After President Trump met with Zelensky at the White House, and talks with Putin are currently on hold, there are many unknowns about how the Ukraine War will end. Zelensky presses for U.S. Tomahawk Missiles while reports that Russia already lost 281,550 soldiers in the first eight months of this year, indicate Kyiv may have the advantage in a war of attrition, despite having less manpower. Lost in all these details is the resounding question of how Ukraine has persevered for almost four years. Having just returned home from a week as a citizen journalist in the company of Ukrainian soldiers, many not much older than me, I learned that Trump’s hand at the bargaining table is greatly bolstered by Ukrainian resilience and initiative. Their stubborn battlefield resistance could bring the Kremlin to the table and set the stage for President Trump to become the frontrunner for the 2026 Nobel Peace Prize.
Hold, Advance, or Retreat
I went to Ukraine as a witness, to listen, learn, and hear the stories of those on the front. Sitting across from me, a young helicopter pilot described the war from above. Flying an aging Soviet-era Mi-8, he found himself locked by a Russian missile hundreds of meters above the ground. With only seconds to act, he plunged the aircraft into a swamp, submerging the rotors in freezing water to throw off the missile. The gamble worked. The missile screamed overhead and exploded harmlessly in the distance. His crew, soaked and freezing, laughed uncontrollably at the fact that they were still alive.
His story became instantly familiar. Ukrainian orders are deceptively simple. Hold the line. Advance if you can. Retreat if you must. But the how is left to the soldiers themselves. Freedom to adapt and determination to survive has produced extraordinary stories — from Kyiv to Kharkiv to Kherson.

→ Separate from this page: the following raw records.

PR #222, opened 2024-04-05
Bump nightly CI runs to 10-01-2023

nick-mobilecoin:
This matches the nightly currently used by the main consumer of this
crate,
<https://github.com/mobilecoinfoundation/mobilecoin/blob/39fbbdaae314c5696f44bfb4df1c46d75ce46aeb/rust-toolchain#L2>

### DIFF
--- a/.github/workflows/ci.yaml
+++ b/.github/workflows/ci.yaml
@@ -10,10 +10,6 @@ name: ci
 env:
   CARGO_INCREMENTAL: 0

I listened as an officer of the Ukrainian Volunteer Army -- call sign “Thirteenth” -- described the first days after the February 24, 2022, invasion. His unit was tasked with stopping the Russian column from reaching Brovary, the gateway to Kyiv. On paper, it was impossible: 360 armored vehicles and tanks against a handful of mortars and RPGs. The men dug into frozen soil and waited. Hours passed in silence until the column rumbled into view. They let the lead vehicles pass, then struck the middle and rear in groups of four. Within minutes, the Russians were trapped; because the tanks sat on high ground, their guns couldn’t angle low enough to return fire. By nightfall, the Russian advance was shattered; the city was safe.
It was a crystal-clear lesson in initiative: higher command ordered them to hold the line, but survival depended entirely on how they responded to the moment.
Another commander described a darker stand in the Donbas region. The 24th Brigade was ordered to retreat. He alone decided to lead his 100 soldiers into Russian fire to protect their brothers in arms’ retreat. Outnumbered and undersupplied, they refused to abandon the line, knowing that if they broke, the Russians would pour through. The line was pushed back and the Russians advanced a bit, but the company held the line and made sure not a single member of the 24th Brigade lost their life amid their retreat.
David Against Goliath
Even in a war that has birthed the most extensive use of high-tech drones, initiative not just armaments is consistently the difference between annihilation and survival. Freedom to adapt makes Ukrainian units so strong. Drones rewrite the nature of war, but nothing without the sheer will of ordinary people to resist.
Bravery comes at a cost. Soldiers admitted that nothing could have prepared them for the first time they saw a comrade killed. They keep going to ensure that Russia never gets to steal their future.
What I absorbed from Marines, artillery officers, pilots, special forces, and volunteers, seared in me their commitment to a fight neither abstract nor distant, lived minute to minute, measured in blood, grief, and pride. President Trump takes risks for peace. Anyone who has seen up close what I witnessed in Ukraine knows his diplomatic hand is strengthened by the record of Ukrainians who sacrifice for a cause bigger than themselves and have proven to be a David whom Goliath can’t finish off on the battlefield. That’s one reason why the path to the Nobel Prize ceremony in Oslo may well run through Kyiv.
Ahvish Roy is an independent journalist who visited the Kyiv and Zhytomyr regions of Ukraine.